Task requirements
From the first line to the last, print the data exactly as it appears.

Supplied information
PR #1211, opened 2022-09-26
[make:twig-extension] Change folder for Twig Extension

seb-jean:
I think it would be interesting to put the Twig Extensions in a `src/Twig/Extension` folder rather than `src/Twig`. The idea is to do like the Twig Components.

Output of the exercise
PR #1211, opened 2022-09-26
[make:twig-extension] Change folder for Twig Extension

seb-jean:
I think it would be interesting to put the Twig Extensions in a `src/Twig/Extension` folder rather than `src/Twig`. The idea is to do like the Twig Components.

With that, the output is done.